ACTIVITY: Reproduce each of the entries that follow, exactly.
[[ INPUT FOR THIS TASK, beginning ]]
PR #380, opened 2023-05-04
[MNT] Remove any reference of pykalman

### LINKED ISSUE #376: [BUG] 'pykalman' optional dependency unmaintained and unsupported python 3.11
### Describe the bug

`pykalman` related tests are currently not passing on python 3.11 due to an error coming from https://github.com/pykalman/pykalman/blob/8d3f8e498b64d902016a0216bf2bcc8b262d917b/pykalman/utils.py#L111

`pykalman` repo seems abandoned and [latest release](https://pypi.org/project/pykalman/#history) was almost 10 years ago (Jul 7 2013). Long term we need a solution that's compatible with py3.11 onwards.

_No response_

### Expected results

Tests passing 

### Actual results

```python-traceback
obj = <pykalman.standard.KalmanFilter object at 0x7fbc3d0b6dd0>

    def get_params(obj):
        '''Get names and values of all parameters in `obj`'s __init__'''
        try:
            # get names of every variable in the argument
            args = inspect.getargspec(obj.__init__)[0]
            args.pop(0)   # remove "self"
    
            # get values for each of the above in the object
            argdict = dict([(arg, obj.__getattribute__(arg)) for arg in args])
            return argdict
        except:
>           raise ValueError("object has no __init__ method")
E           ValueError: object has no __init__ method

obj        = <pykalman.standard.KalmanFilter object at 0x7fbc3d0b6dd0>
```

### Versions

_No response_

hadifawaz1999:
Fix #376 
Basically purging any reference to `pykalman` imports, functions, classes, tests, examples, anything

No but it removes one, `pykalman`

To check if i missed anything, i used `grep -rnw ./ -e 'pykalman' ` to check the files that i should modify

No, removed anything related


lmmentel:
Nice! I think you could also remove `pykalman` from the list of dependencies in `pyproject.toml`. We should also cleanup the coda recipe, but that's a separate issue.

hadifawaz1999:
> Nice! I think you could also remove `pykalman` from the list of dependencies in `pyproject.toml`. We should also cleanup the coda recipe, but that's a separate issue.

Just pushed the removal of pykalman from the `project.toml` file, this should be ready after the CI check .

aeon/transformations/series/kalman_filter.py
```diff
@@ -3,15 +3,14 @@
 """Kalman Filter Transformers.
 
 Series based transformers, based on Kalman Filter algorithm. Contains Base class
-and two transformers which are each Adapters for external packages
-pykalman and FilterPy.
+and a transformer which is an Adapters for the external package
```
lmmentel, line 6:
```suggestion
and a transformer which is an adapter for the external package
```

lmmentel (approved):
LGTM!

hadifawaz1999:
nice catch @lmmentel of the `Adapters`  :) an extra eye is always helpful, thanks !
[[ INPUT FOR THIS TASK, end ]]
RESULT OF THE TASK:
PR #380, opened 2023-05-04
[MNT] Remove any reference of pykalman

### LINKED ISSUE #376: [BUG] 'pykalman' optional dependency unmaintained and unsupported python 3.11
### Describe the bug

`pykalman` related tests are currently not passing on python 3.11 due to an error coming from https://github.com/pykalman/pykalman/blob/8d3f8e498b64d902016a0216bf2bcc8b262d917b/pykalman/utils.py#L111

`pykalman` repo seems abandoned and [latest release](https://pypi.org/project/pykalman/#history) was almost 10 years ago (Jul 7 2013). Long term we need a solution that's compatible with py3.11 onwards.

_No response_

### Expected results

Tests passing 

### Actual results

```python-traceback
obj = <pykalman.standard.KalmanFilter object at 0x7fbc3d0b6dd0>

    def get_params(obj):
        '''Get names and values of all parameters in `obj`'s __init__'''
        try:
            # get names of every variable in the argument
            args = inspect.getargspec(obj.__init__)[0]
            args.pop(0)   # remove "self"
    
            # get values for each of the above in the object
            argdict = dict([(arg, obj.__getattribute__(arg)) for arg in args])
            return argdict
        except:
>           raise ValueError("object has no __init__ method")
E           ValueError: object has no __init__ method

obj        = <pykalman.standard.KalmanFilter object at 0x7fbc3d0b6dd0>
```

### Versions

_No response_

hadifawaz1999:
Fix #376 
Basically purging any reference to `pykalman` imports, functions, classes, tests, examples, anything

No but it removes one, `pykalman`

To check if i missed anything, i used `grep -rnw ./ -e 'pykalman' ` to check the files that i should modify

No, removed anything related


lmmentel:
Nice! I think you could also remove `pykalman` from the list of dependencies in `pyproject.toml`. We should also cleanup the coda recipe, but that's a separate issue.

hadifawaz1999:
> Nice! I think you could also remove `pykalman` from the list of dependencies in `pyproject.toml`. We should also cleanup the coda recipe, but that's a separate issue.

Just pushed the removal of pykalman from the `project.toml` file, this should be ready after the CI check .

aeon/transformations/series/kalman_filter.py
```diff
@@ -3,15 +3,14 @@
 """Kalman Filter Transformers.
 
 Series based transformers, based on Kalman Filter algorithm. Contains Base class
-and two transformers which are each Adapters for external packages
-pykalman and FilterPy.
+and a transformer which is an Adapters for the external package
```
lmmentel, line 6:
```suggestion
and a transformer which is an adapter for the external package
```

lmmentel (approved):
LGTM!

hadifawaz1999:
nice catch @lmmentel of the `Adapters`  :) an extra eye is always helpful, thanks !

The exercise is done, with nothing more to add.